## Saved entries

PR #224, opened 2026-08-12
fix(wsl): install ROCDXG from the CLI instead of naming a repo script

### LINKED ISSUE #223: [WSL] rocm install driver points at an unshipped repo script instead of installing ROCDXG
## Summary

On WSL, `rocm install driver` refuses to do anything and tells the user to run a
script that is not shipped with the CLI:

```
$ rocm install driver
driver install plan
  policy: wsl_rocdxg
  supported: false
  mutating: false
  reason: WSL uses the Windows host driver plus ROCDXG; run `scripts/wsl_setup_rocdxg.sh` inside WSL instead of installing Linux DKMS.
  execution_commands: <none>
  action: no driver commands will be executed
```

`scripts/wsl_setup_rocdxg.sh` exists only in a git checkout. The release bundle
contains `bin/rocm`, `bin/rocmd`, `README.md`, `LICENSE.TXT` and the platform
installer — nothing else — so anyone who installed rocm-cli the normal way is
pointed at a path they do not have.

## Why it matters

## TASK STATEMENT
Only the stretch of lines that begins with the one holding "The release bundle" and ends with the last line above belongs in the answer; please write it out exactly.

## YOUR SOLUTION
`scripts/wsl_setup_rocdxg.sh` exists only in a git checkout. The release bundle
contains `bin/rocm`, `bin/rocmd`, `README.md`, `LICENSE.TXT` and the platform
installer — nothing else — so anyone who installed rocm-cli the normal way is
pointed at a path they do not have.

## Why it matters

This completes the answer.